---------- Records for processing ----------
PR #9115, opened 2025-06-19
Create persiste Workflow entries

krlvi:
These are currently being triggered by an MCP action. Since it's ran async, we need a separate entry with it's status etc


krlvi:
@estib-vega i added an entity for the async tasks that get are being performed as a result of a MCP call to update_branches. This way we can build the designs we discussed today. 

In the future this should also be able to support more advanced workflows as well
----------
# What is required:
A verbatim copy of the records above should be returned.

# Exercise response:
PR #9115, opened 2025-06-19
Create persiste Workflow entries

krlvi:
These are currently being triggered by an MCP action. Since it's ran async, we need a separate entry with it's status etc


krlvi:
@estib-vega i added an entity for the async tasks that get are being performed as a result of a MCP call to update_branches. This way we can build the designs we discussed today. 

In the future this should also be able to support more advanced workflows as well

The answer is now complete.